A. Faktor lambatnya pertumbuhan Demokrasi Islam
Terdapat beberapa argumen teoritis yang menjelaskan lambannya pertumbuhan dan
perkembangan demokrasi di dunia Islam. Diantaranya:
Pertama, Pemahaman doktrinal menghambat praktik demokrasi. Hal ini disebabkan oleh
kebanyakan kaum muslim yang cenderung memahami demokrasi sebagai sesuatu yang bertentangan
dengan Islam.
Kedua, Persoalan kultur. Penerapan demokrasi pernah mengalami kegagalan karena warisan
kultural masyarakat muslim sudah terbiasa dengan autokrasi dan ketaatan absolut kepada pemimpin.
Ketiga, Sifat alami demokrasi itu sendiri. Untuk membangun demokrasi diperlukan
kesungguhan,kesabaran,dan waktu.
B. Sikap Islam terhadap demokrasi
Umat Islam seringkali kebingungan dengan istilah demokrasi. Di saat yang sama, demokrasi
bagi sebagian umat Islam sampai dengan hari ini masih belum bisa diterima secara bulat. Sebagian
kalangan memang bisa menerima tanpa reserve, sementara yang lain justru bersikap ekstrem.

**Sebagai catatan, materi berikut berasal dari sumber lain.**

PR #2441, opened 2021-02-28
Re-enable "deprecated" notifications

bleargh45:
This reverts commit 19df9e5be15a14ef4f8fa44d15eca7c9d8046ae2.

Re-enables "Deprecated" notifications.

As per discussion in metacpan/metacpan-web#2438, the data in ElasticSearch has been updated and now returns proper boolean values (instead of potential string `"true"` or `"false"`).

With the data corrected, we should now be able to re-enable these notifications for deprecated Modules/Distributions.


oalders (approved):
Thanks! Let's see what happens. :) 👍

Menolak bahkan mengharamkannya sama sekali. Tak sedikit sebenarnya yang tidak bersikap
sebagaimana keduanya. Artinya,banyak yang tidak mau bersikap apapun. Kondisi ini dipicu dengan
banyak dari kalangan umat islam sendiri yang kurang memahami bagaimana islam memandang
demokrasi.Demokrasi tidak sepenuhnya bertentangan dengan islam,tetapi banyak prinsip dan konsep
demokrasi yang sejalan dengan Islam. Tetapi demokrasi juga dianggap sebagai bentuk pemerintahan
yang paling logis. Walaupun barangkali bukan satu-satunya yang terbaik. Demokrasi membuat
pembangunan sebagai aspek potensi manusiawi melalui persamaan akses pada pendidikan dan peran
serta aktif dalam semua aspek kehidupan sosial[1]
Dalam konteks demokrasi Indonesia,kesungguhan dan kesabaran dari kalangan elite nasional
untuk membangun demokrasi di negeri ini dengan cara berpolitik santun,bersih dari unsur-unsur
politik manipulatif serta berorientasi kesejahteraan rakyat. Bagi kalangan elite islam,kesungguhan dan
kesbaran mereka diharapkan tercermin dalam sokongan mereka untuk menyerukan nilai-nilai islam
seperti amanah dan shiddiq, menjadi sokongan praktik berdemokrasi di Indonesia,sembari bersabar
dengan hal-hal negatif yang mungkin timbul dari sistem politik demokrasi.[2]

[1] Aep Saepulloh & Tarsono. 2011. Pendidikan Kewarganegaraan di Perguruan Tinggi Islam .
Bandung: Batic Press. 115
[2] A Ubaedillah & Abdul Razak. 2013. Pancasila,Demokrasi,HAM,dan Masyarakat Madani.